Threat Mitigation Considerations
The space system designer, given a portfolio of credible threats, is tasked with developing threat mitigations capable to delivering the required resilience in a contested environment. The designer does not have free rein, with cost, schedule, and performance constraints which must be met in addition to the resilience requirement(s). Thus the desire to consider the widest range of mitigation alternatives to assure the most effective and efficient means of meeting all of these requirements. On the surface many of the mitigations may seem obvious, and in the past certain other design constraints severely limited the mitigation alternatives. However, as technology and cost efficiency have improved over the decades, the range of available mitigations has only widened. As a result it becomes more important to consider how to best select the optimal set of mitigations to meet the overall requirements set.
There are two categories of mitigation relevant to the designer: local and global mitigation approaches. The local mitigation is more common and provides mitigation generally against one type or class of threat. For example, a circuit design technique that mitigates the System-Generated Electromagnetic Pulse (SGEMP) generated by a nearby nuclear event. These local mitigations generally address one or more specific targets within the system that are matched to the threat(s). The global mitigation is one that is achieved through the system’s architecture or configuration and often delivers architectural robustness. An example is the use of highly distributed space architectures, such as so-called proliferated LEOs, that minimize the system performance impact of losing one or more satellites. In this case system robustness is provided by the global design approach.

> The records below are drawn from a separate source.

PR #1005, opened 2022-05-13
MSTR-228: Allow app custom routing

guillegr123:
This change allows to redirect to a registered app, if the first 2 parts of the hash route match a valid app, on load/re-load. For example:

- `apps/callcenter/queues/abc123/members` redirects to `apps/callcenter`
- `apps/cluster/tasks` redirects to `apps/cluster`

This enables Monster UI to load, reload or redirect to apps that use their own sub-routing system.

Normal routes (app/{appName}) and invalid routes should work as usual.

### DIFF
--- a/src/js/lib/monster.routing.js
+++ b/src/js/lib/monster.routing.js
@@ -104,14 +104,15 @@ define(function(require) {
 		},
 
 		addDefaultRoutes: function() {
-			this.add(/^apps\/([^/?]+)(?:\/[^?]*)?\??(.*)?$/, function(appName, queryString) {
+			this.add(/^apps\/([^/?]+)(\/[^?]*)?\??(.*)?$/, function(appName, restSegment, queryString) {
 				// not logged in, do nothing to preserve potentially valid route to load after successful login
 				if (!monster.util.isLoggedIn()) {
 					return;
 				}
 
-				// Do not reload app if it is already loaded (just the rest segment or the query has changed)
-				if (monster.apps.getActiveApp() === appName) {
+				// Do not reload app if it is already loaded and there is a rest segment,
+				// to allow the app to handle its own routing
+				if (monster.apps.getActiveApp() === appName && !_.isEmpty(restSegment)) {
 					return;
 				}
 
--- a/src/js/lib/monster.routing.js
+++ b/src/js/lib/monster.routing.js
@@ -104,11 +104,17 @@ define(function(require) {
 		},
 
 		addDefaultRoutes: function() {
-			this.add('apps/{appName}:?query:', function(appName, query) {
+			this.add(/^apps\/([^/?]+)(?:\/[^?]*)?(\??.*)?$/, function(appName, query) {
 				// not logged in, do nothing to preserve potentially valid route to load after successful login
 				if (!monster.util.isLoggedIn()) {
 					return;
 				}
+
+				// Do not reload app if it is already loaded (just the rest segment or the query has changed)
+				if (monster.apps.getActiveApp() === appName) {
+					return;
+				}
+
 				var availableApps = monster.util.listAppStoreMetadata('user');
 
 				// try loading the requested app
--- a/src/js/lib/monster.routing.js
+++ b/src/js/lib/monster.routing.js
@@ -104,7 +104,7 @@ define(function(require) {
 		},
 
 		addDefaultRoutes: function() {
-			this.add(/^apps\/([^/?]+)(\/[^?]*)?\??(.*)?$/, function(appName, restSegment, queryString) {
+			this.add(/^apps\/([a-z]+(?:-[a-z]+)?)(\/[^?]*)?\??(.*)?$/, function(appName, restSegment, queryString) {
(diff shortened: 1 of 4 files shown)


azefiel:
Unless some changes are missing in this PR, monster.routing#hasMatch does not take any arguments: it checks the current hash against apps/{appName}:?query.

guillegr123:
Sorry @azefiel , you are absolutely right, I forgot to commit the change for `monster.routing#hasMatch` 😅 

It should be up now. Thanks for the heads up.

guillegr123:
Hi @azefiel, I tried using the rest fragments, but it seems that Crossroads.js does not support having both an optional rest fragment and an optional query capturing group. So I ended up using a regular expression instead, and exposing the `parseQueryString()` function at `monster.util`, to convert the extracted query string into an object as Crossroads.js used to do.

src/js/lib/monster.util.js
```diff
@@ -1632,6 +1566,75 @@ define(function(require) {
 			.value();
 	}
 
+	/**
```
azefiel, line 1569: This is a clean cp/mv, yeah?

src/js/lib/monster.routing.js
```diff
@@ -104,11 +104,17 @@ define(function(require) {
...
 
 		addDefaultRoutes: function() {
-			this.add('apps/{appName}:?query:', function(appName, query) {
+			this.add('apps/{appName}/:rest*::?query:', function(appName, _rest, query) {
 				// not logged in, do nothing to preserve potentially valid route to load after successful login
 				if (!monster.util.isLoggedIn()) {
 					return;
 				}
+
+				// Do not reload app if it is already loaded (just the rest segment or the query has changed)
```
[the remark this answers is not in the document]
guillegr123: Yes, I tried it like `http://localhost:3000/#/apps/voip?m=<account_id>`, and it loads the app masquerading to the specified account.

src/js/lib/monster.util.js
guillegr123: Yes, it was a clean cut and paste.

src/js/lib/monster.routing.js
```diff
@@ -104,7 +104,7 @@ define(function(require) {
 		},
 
 		addDefaultRoutes: function() {
-			this.add('apps/{appName}/:rest*::?query:', function(appName, _rest, query) {
+			this.add(/^apps\/([^/?]+)(?:\/[^?]*)?(\??.*)?$/, function(appName, query) {
```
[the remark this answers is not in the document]
guillegr123: Sure!

src/js/lib/monster.routing.js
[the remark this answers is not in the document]
guillegr123: Reloading the app by clicking the app icon in the topbar was not working at all 😅 I pushed another commit to fix it. Masquerading works as well, both by passing the account ID to masquerade via query string (`http://localhost:3000/#/apps/voip?m=<account_id>`) and after clicking the topbar app icon while already masquerading.

src/js/lib/monster.routing.js
```diff
@@ -104,12 +104,20 @@ define(function(require) {
 		},
 
 		addDefaultRoutes: function() {
-			this.add('apps/{appName}:?query:', function(appName, query) {
+			this.add(/^apps\/([^/?]+)(\/[^?]*)?\??(.*)?$/, function(appName, restSegment, queryString) {
```
azefiel, line 107: Since app name characters are in the range [a-z-], what do you thing about restricting the first capturing group to that specific pattern?

`^apps\/([a-z]+(?:-[a-z]+)?)(\/[^?]*)?\??(.*)?$`

image

src/js/lib/monster.routing.js
```diff
@@ -104,12 +104,20 @@ define(function(require) {
...
 				// not logged in, do nothing to preserve potentially valid route to load after successful login
 				if (!monster.util.isLoggedIn()) {
 					return;
 				}
-				var availableApps = monster.util.listAppStoreMetadata('user');
+
+				// Do not reload app if it is already loaded and there is a rest segment,
+				// to allow the app to handle its own routing
```
azefiel, line 114: How about creating meaningful variable names instead of adding comments here, as comments don't tend to be updated when code changes?

I feel like the following conveys the same information:
```js
var isActiveApp = monster.apps.getActiveApp() === appName,
    hasCustomRouting = !_.isEmpty(restSegment);

```

azefiel (commented):
Last nitpicking, just want to make sure this code is as understandable as possible for our future self 😅

src/js/lib/monster.routing.js
guillegr123: Yes, sounds good to me, that will ensure that the app name has the right pattern 👍

src/js/lib/monster.routing.js
guillegr123: You are right, is easier to read and understand that way 😮

azefiel (approved):

PR #1011, opened 2022-08-11
MGDC-3: Pattern used in crossroads is no longer trimming app names with more than one hyphen

shark764:
…more than one hyphen

Current pattern provided to crossroads.addRouter to extract appName from url is trimming values such as `service-plan-assignment` and `integration-google-drive`, due to it stops after first hyphen, so for example `integration-google-drive` becomes `integration-google`.
Apps affected by this issue
- Service Plan Assignment
- Service Plan Override
- One Bill Integration
- Google Drive Connector

### DIFF
--- a/src/js/lib/monster.routing.js
+++ b/src/js/lib/monster.routing.js
@@ -104,7 +104,7 @@ define(function(require) {
 		},
 
 		addDefaultRoutes: function() {
-			this.add(/^apps\/([a-z]+(?:-[a-z]+)?)(\/[^?]*)?\??(.*)?$/, function(appName, restSegment, queryString) {
+			this.add(/^apps\/([a-z]+(?:-[a-z]+)*)(\/[^?]*)?\??(.*)?$/, function(appName, restSegment, queryString) {
 				// not logged in, do nothing to preserve potentially valid route to load after successful login
 				if (!monster.util.isLoggedIn()) {
 					return;


Mariotutal (dismissed):

masmerino13 (approved):
lgtm

src/js/lib/monster.routing.js
```diff
@@ -104,7 +104,7 @@ define(function(require) {
 		},
 
 		addDefaultRoutes: function() {
-			this.add(/^apps\/([a-z]+(?:-[a-z]+)?)(\/[^?]*)?\??(.*)?$/, function(appName, restSegment, queryString) {
+			this.add(/^apps\/([a-z]+(?:-[a-z]+(-[a-z]+){0,1})?)(\/[^?]*)?\??(.*)?$/, function(appName, restSegment, queryString) {
```
azefiel, line 107: This pattern won't work for app IDs with more than three hyphened words.

How about making it generic, by making the non-catching group greedy (match as need, 0 or more times):

```suggestion
			this.add(/^apps\/([a-z]+(?:-[a-z]+)*)(\/[^?]*)?\??(.*)?$/, function(appName, restSegment, queryString) {
```
download (1)

azefiel (changes requested):

src/js/lib/monster.routing.js
shark764: Thanks, I was looking for a way to make it match 0 or more but forgot about the `*`
image

Done

azefiel (approved):

Irvandoval (approved):

PR #1013, opened 2022-08-16
MNUM-12: Display info dialog when searching for a number that is used…

pcandia:
… in another account


masmerino13 (approved):
no comments to add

A further consequence of this duality of approaches is that threat mitigations can also be divided into those that are largely physics-based as opposed to those that are effects-based. In the former the design of the mitigation is strongly influenced by the knowledge and characteristics of the specific threat (e.g., nuclear blast). In the second case, such as a distributed architecture, the approach is more effects-based in that the system delivers its robustness (and resilience) independent of the specific threat that rendered one or more satellites unusable. It does not matter, at least immediately, whether the satellite was disabled by a cyber threat or an anti-satellite projectile. The effect upon the system is the same. It is important to gather information about the threat to further protect the system, but the direct effect is the loss of a node.
Effects-based mitigations are often employed in systems that employ many nodes, such as terrestrial communications networks, including the Internet. To be sure, the Internet features a number of local mitigations, particularly against cyber threats, such as firewalls, but much of its resilience is due to node proliferation and path redundancy. Routing algorithms quickly and efficiently route traffic around dysfunctional nodes. Originally developed for digital telephony to mitigate reliability issues, these types of mitigations also work very well to provide resilience, as again the loss of a node is a loss regardless of whether it failed or was disabled by an external threat. As a result, many effects-based approaches can be applied to increase resilience against a wider range of threats. This is an important consideration from a design point of view, as each mitigation has a cost. Employing multiple mitigations for multiple threats can add up, when other approaches may counter multiple threats for a potentially lower total cost.
All of these mitigation alternatives are worth exploring as a system designer prior to committing time and money to one or more specific approaches.